## GOAL OF THE EXERCISE
The answer must be an exact copy of the listing below.

## SUPPLIED DATA
PR #1369, opened 2024-04-23
Onboarding tooltip: don't hide the code

olafurpg:
Previously, there were cases when the position of the onboarding tooltip would hide the underlying code. This goes against JB recommendations https://jetbrains.design/intellij/controls/got_it_tooltip/#location even if we are using the built-in position helpers. This PR changes the position dynamically based on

## RESULT OF THIS EXERCISE
PR #1369, opened 2024-04-23
Onboarding tooltip: don't hide the code

olafurpg:
Previously, there were cases when the position of the onboarding tooltip would hide the underlying code. This goes against JB recommendations https://jetbrains.design/intellij/controls/got_it_tooltip/#location even if we are using the built-in position helpers. This PR changes the position dynamically based on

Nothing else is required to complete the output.